Un determinismo dialéctico como el que sostengo, por último, plantea otros interrogantes sobre algunos de los supuestos conceptuales y, en consecuencia, algunas de las pautas de organización de la sociedad que tenemos asumidas por convención. El primero, la responsabilidad: de la negación de la libertad se deriva inmediatamente la de las nociones de mérito y culpa. No existe mérito ni culpa en una acción que es en última instancia consecuencia de un largo proceso de incubamiento que en ningún momento ha estado en disposición de ser controlado por el sujeto.

También el individuo: si la personalidad se reduce a una conciencia de las cosas eternamente cambiante, desde el momento en que es modificada en mayor o menor grado por cada nueva impresión, el concepto de una entidad que unifica los diferentes estados mentales por el mero hecho de que todos ocurren en ella, se convierte en una entelequia.
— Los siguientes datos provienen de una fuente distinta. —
PR #7307, opened 2026-09-17
Add MTPLX provider (local, Apple Silicon)

youssofal:
Adds MTPLX (https://github.com/youssofal/MTPLX) as a provider. I am the author. MTPLX is a local inference engine and Mac app for Apple Silicon that runs Qwen models with their multi-token prediction heads and serves an OpenAI-compatible API on http://127.0.0.1:8000/v1, the same shape as the LM Studio and Atomic Chat entries.

Four models, all with `base_model` pointing at the existing Alibaba lab entries and only the overrides: the served id and display name, zero cost since it runs on the user's Mac, text and image input (no video), and the reasoning effort levels the server accepts (`reasoning_effort` = low, medium, high, xhigh). The ids are the ones MTPLX reports on `/v1/models`. Logo is an SVG with currentColor.

`bun validate` passes.


youssofal:
Both points were right, fixed in the second commit.

- Every model now has `{ type = "toggle" }` with the wire path as the leading comment: `enable_thinking = true|false`.
- Effort levels now match what the server does per family. Qwen 3.8 27B and Flash Next take `reasoning_effort = low|medium|xhigh`, the three levels the Qwen 3.8 chat template defines; `high` is not one of them, so it is gone. Qwen 3.5 9B has the on/off switch only, no graded effort, so it is `toggle` alone.

Source for both is the engine itself: `mtplx/backends/descriptors.py` declares `effort_levels=("xhigh", "medium", "low")` for the two Qwen 3.8 families and none for Qwen 3.5, and `mtplx/server/request_policy.py` reads `enable_thinking` and `reasoning_effort` off the request. `bun validate` passes.

PR #7326, opened 2026-09-17
fix(core): use structured Cloudflare pricing

rekram1-node:
## Summary
- read machine-oriented pricing from `provider_details[0].pricing` instead of the top-level display-label map
- validate flat, 200k-tier, 512k-tier, and explicit short/long-context shapes with strict Zod schemas
- emit long-context rates as `cost.tiers` instead of dropping the upper band
- require exactly one provider pricing source and fail closed on unknown or incomplete structured fields
- skip the new anonymous `stealth/union-alpha` entry until it has a resolvable lab identity and complete metadata
- include the complete generated catalog changes from a live sync

## Why
The catalog response contains both display-oriented pricing labels and machine-oriented `provider_details[].pricing`. The old sync consumed the display object. This PR switches it to the structured provider object, so display-label changes no longer affect synchronization.

## Live catalog sync
All 62 current proxied Text Generation entries have exactly one `provider_details` record. Their structured pricing matches one of the four explicitly supported schemas.

```text
1 created, 2 updated, 0 removed, 42 unchanged
```

Included generated changes:
- create `openai/gpt-6-astra` with its 272k tier
- add 200k upper pricing tiers to `xai/grok-4.5` and `xai/grok-4.6`

## GPT-6 Astra reasoning audit
Cloudflare AI Gateway is a multi-model relay. OpenAI native and peers expose `low|medium|high|xhigh|max`, while Cloudflare’s catalog schema advertises `none|low|medium|high`. Live `POST /accounts/{id}/ai/v1/responses` tests established the actual intersection:

- `low`: succeeds end-to-end
- `none`: passes Cloudflare validation but OpenAI rejects it as unsupported
- `xhigh` and `max`: Cloudflare rejects them before forwarding

The curated host-specific result is therefore `low|medium|high`. The exact wire path and live-verification date are preserved in the generated TOML header.

## Validation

La coherencia de la persona sería una falsa necesidad asumida por el hombre que se acuerda de sus elecciones anteriores debido a la herencia cultural que la ha hecho vigente, un valor materializado por autosugestión, por la obligación que tradicionalmente ha sentido el ser humano de presentarse ante los demás y ante sí mismo como una identidad consecuente.

Finalmente, la verdad, ya cuestionada por algunos de los filósofos más representativos del siglo XX desde otras perspectivas lingüísticas o epistemológicas: cualquier idea política o moral con pretensiones de universalidad será siempre vinculable a un estado mental concreto de un individuo único, a un cierto punto de una linea dialéctica de sucesivas conciencias de las cosas que no sería aplicable, más que por difusión y aprendizaje, al resto de evoluciones mentales de los individuos del mundo. El deseo de todas las personas de vivir y ser felices se convierte, a falta de verdades que justifiquen su subordinación, en el único valor absoluto y en la única exigencia que debería orientar cualquier política.

 

 

 

Referencias y contextualización

Este artículo es una ampliación redactada al día siguiente de la publicación de la versión abreviada en El Mundo de Castilla y León.

La noticia de que la especie humana sólo tiene 35.000 genes suscitó una serie de comentarios que la interpretaron como la confirmación de que el hombre es libre y no está determinado por una herencia biológica cuantitativamente tan sucinta.